Why Are You Revolving The World Around You?

A quiet letter to those who forget how insecurities pull us into our own center of gravity, and how in that tilt, any form of excess, either ego or its absence, becomes its own quiet form of starvation.

Why Are You Revolving The World Around You?

Ego.

The only ingredient in your life that poisons everyone around you first, and then slowly turns its bitterness inward. Not the ego that protects Self Respect, but that Ego which doesn't let you apologize for your mistakes, that Ego which pushes you to rewrite the story until you look flawless, or yet that Ego through which you give yourself the permission to gaslight others just to avoid confronting what hurts inside.

Everyone has insecurities.

But when accepting them becomes too painful, when hiding them becomes your primary mission, that's when the trouble begins.

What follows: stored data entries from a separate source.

PR #3650, opened 2021-07-12
Update build.md

noobvie:
Add cargo package (and recommended packages) to be installed before excecuting cargo command.


yeastplume:
I've just installed a fresh dev system on debian 10 and didn't need to install the additional packages specified in the PR. Is anyone else able to verify whether these are needed on any particular system?

quentinlesceller:
Yeah I don't these packages are necessaries for building grin. We can close this one I think.

PR #3655, opened 2021-08-19
Update digest, hmac, ripemd160, sha2 and pbkdf2 crates

quentinlesceller:
As titled. Update:

- `digest`
- `hmac`
-  `ripemd160`
- `sha2`
- `pbkdf2`

crates. Get rid of an issue where publishing crates fails based on a yanked version of `crypto-mac`.


yeastplume (approved):
All looks good, thanks!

When instead of working on yourself, you prefer pulling others down. When instead of teaming up, you start obsessively finding "i" in your team. That, for me, is an egotistic life.

On the flip side, people pleasing isn't good either.

You still have insecurities, only now you hide them by pleasing others instead of pulling them down. And in some cases, the results still end up looking the same. The urge to be liked, the fear of rejection, the disappointment when you do not receive the returns you seek, you still end up bitter, isolated, and turned against yourself.

For me, both are tragic ways to live.

Excess of everything is harmful. When insulin is too high, the body has plenty of energy but cannot use it, cells experience starvation despite abundance. When hunger is extreme, there is simply no energy to give and cells starve because there is nothing there. Two opposite causes, one identical result: deprivation. The same holds for the psyche. Excessive ego or excessive lack of ego, both starve the self. One traps your worth behind walls of pride, the other drains it through absence.

So the middle ground is obviously, well, in the middle.

And the ability to step back, notice your own patterns and reflect on who you are becoming, is the closest thing we have to a reset button.